MEI MEI CHU The Star 20 Aug 19;
PETALING JAYA: As alarm bells ring with Malaysia’s Sumatran rhino population plummeting to a single surviving female, one wildlife biologist is racing to set up a captive breeding programme for the critically-endangered Malayan Sun Bear.
Malaysia’s leading sun bear conservationist Wong Siew Te (pic) is targeting to launch the programme by 2025 at his Bornean Sun Bear Conservation Center (BSBCC) in Sandakan, Sabah.
“Forest fragmentation is becoming increasingly serious, more poachers have access to forested areas and I’ve seen places that used to have lots of sun bears now no longer have any, ” Wong said in an interview.
He said the empty forest syndrome was growing in Malaysia.
The extinction of sun bears, a keystone species, would have ripple effects on the survival of other wildlife and plants in the forest, he said.
“Without sun bears, the forest will be very different... It is my mission to make sure that there are sun bears living in our forests, ” he said.
Wong said sun bears played an important ecological role as seed dispersals, forest engineers, forest doctors and forest farmers.
“Sun bears control the termite population. In the process of eating stingless beehives, they carve holes in trees that hornbills and flying squirrels use as nests, and when they feed on earthworms, they plough the soil, ” he said.
However, poaching and deforestation are pushing sun bears to extinction. A Department of Wildlife and National Parks Peninsular Malaysia (Perhilitan) analysis estimates that there are only 300 to 500 sun bears left in Malaysia as of 2018.Its population in Sabah and Sarawak is unknown but conservationists believe there are fewer sun bears than orang utan left in the wild.
The International Union for Conservation of Nature (IUCN) lists sun bears as “Vulnerable to Extinction” and it is the second rarest bear species after the giant panda. Set up in 2008, BSBCC currently runs a rehabilitation programme for rescued sun bears as well as anti-poaching, conservation, education and research activities.

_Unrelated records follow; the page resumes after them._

PR #511, opened 2026-01-11
Feat flashmode for ESP8266

unlogisch04:
On Official Slime HW it is not possible to flash them just over USB when they are in a boot loop. 
They are based from ESP8266. 
~~Left ESP32* out of loop as they either have a HW solution to put them into Flash Mode or use USB JTag on the chip.~~
Target is, that there is a fail safe at begin of the program so it goes into flash mode if it reboots more than 3 times after a crash. For ESP32 it is directly after a crash. For HW with softpower solution (gorbits as example) the code in init has maybe to be changed, so a reboot with a button press is still possible.

Current Status is:
- A safe mode shell
- Boot Prompt with Infos from Flash
- Small Serial command set:
  - FRST - Factory Reset, cleans the config file and WiFi credentials (useful by crashes to wrong configs)
  - SET FLASHMODE - Sets the tracker into flashmode does work on ESP8266 and ESP32-C3 )
  - REBOOT - Reboots the tracker
- Still not able to recover from updates that have been interrupted by power off at the wrong time

Tasks:
- [x] Needs to be checked if this constructor runs rly before all other constructors.
- [x] Testing with official Slimes
- [x] Testing that no breaks for ESP32 variants. 
- [x] Lint

### DIFF
--- a/src/configuration/Configuration.cpp
+++ b/src/configuration/Configuration.cpp
@@ -38,10 +38,30 @@
 #define DIR_TOGGLES_OLD "/toggles"
 #define DIR_TOGGLES "/sensortoggles"
 
+// Global variable defined at file scope (not in namespace) so init.h can access it
+extern bool g_safeModeDeferredFactoryResetRequested;
+
 namespace SlimeVR::Configuration {
 void Configuration::setup() {
 	if (m_Loaded) {
 		return;
+	}
+
+	// Safe mode defers LittleFS formatting to normal runtime for reliability.
+	// If requested, perform the filesystem format before config load.
+	if (g_safeModeDeferredFactoryResetRequested) {
+		m_Logger.warn("Deferred safe-mode factory reset detected, formatting LittleFS");
+		g_safeModeDeferredFactoryResetRequested = false;
+
+		LittleFS.begin();
+		if (!LittleFS.format()) {
+			m_Logger.error("Deferred LittleFS format failed");
+		} else {
+			m_Logger.info("Deferred LittleFS format OK");
+			m_Logger.warn("Rebooting after deferred safe-mode factory reset");
+			ESP.restart();
+			return;
+		}
 	}
 
 	bool status = LittleFS.begin();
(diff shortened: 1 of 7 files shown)


unlogisch04:
Target is, that there is a fail safe at begin of the program so it goes into flash mode if it reboots more than 3 times (for esp8266) and for ESP32 at the first reboot.

Currently it goes directly into flashmode, or stops the execution to wait for jtag. (Or to give the user chance to upload the firmware on esp32c3) 
Not sure if it would be better to present a cmd line, where you could 
1. factory reset 
2. set the tracker to flash mode
3. delete some config files

unlogisch04:
Where i did use ai in the pr:
Generaly for comments (autocomplete)
Print formating.
Structure Build up.

(FactoryResetRequest) <https://github.com/SlimeVR/SlimeVR-Tracker-ESP/pull/511/changes#diff-8f48258f1ee9093c323d5ec2f0c5d67b1e9e92b271e6f2a3080fc3929f7ecbaeR50-R66>
<https://github.com/SlimeVR/SlimeVR-Tracker-ESP/pull/511/changes#diff-c107d11265fc4260eff0cb82da5ca8373e7b12d6d8f73b0e59245badc5a884b2R33>

just was to lazy to write all by hand: <https://github.com/SlimeVR/SlimeVR-Tracker-ESP/pull/511/changes#diff-9f367125182c6d0af13cc3ee58f08ddd36f16b6be4e1abda8b1921ba2c70a223R104-R166>

Generally the Output formatting of the println. (like <https://github.com/SlimeVR/SlimeVR-Tracker-ESP/pull/511/changes#diff-6fb020411638e373ee8f515c197b3cea94fd1191bb5a0204ea6db1df2692a49eR145-R154>)

And the loop here: (loop structure, handling of serial input)
<https://github.com/SlimeVR/SlimeVR-Tracker-ESP/pull/511/changes#diff-6fb020411638e373ee8f515c197b3cea94fd1191bb5a0204ea6db1df2692a49eR172-R210>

Wong said the addition of a captive breeding programme would be a holistic approach to maintaining the population of the world’s smallest bear species.
Over the past year, BSBCC has been working with the Borneo Rhino Alliance on an advanced reproductive technology project, involving collecting sun bear semen for future use and studying its reproductive biology.
Wong, who announced his vision for the programme during the International Congress for Conservation Biology 2019 in Kuala Lumpur, said the challenge now was to build a bear den, upgrade veterinary facilities and build capacity in reproduction biology.
To ensure the success of the captive breeding programme, he said strict enforcement was needed to stop poaching and educating the public not to keep, kill or eat sun bears.
“In Sabah, hunting and poaching is still ongoing.
“We need to make sure the hunting and poaching is reduced so that we can give the sun bears a safe forest to roam when we release them, ” he said.
Wong said sun bears could not withstand human activities because they had a very slow reproductive rate, with a wild female sun bear only having an average of three to four cubs in its lifetime.
They have a gestation period of 93 days and will stay with the cub until it reaches adulthood at around three years of age.
Wong said BSBCC was currently housing 43 sun bears, all of which were rescued from poachers.
“We have captive breeding in mind because if we look at the current trend, we will soon have forests with no bears. We failed with the Sumatran rhino, it should be a warning or a lesson to us, an alarm call, ” he said.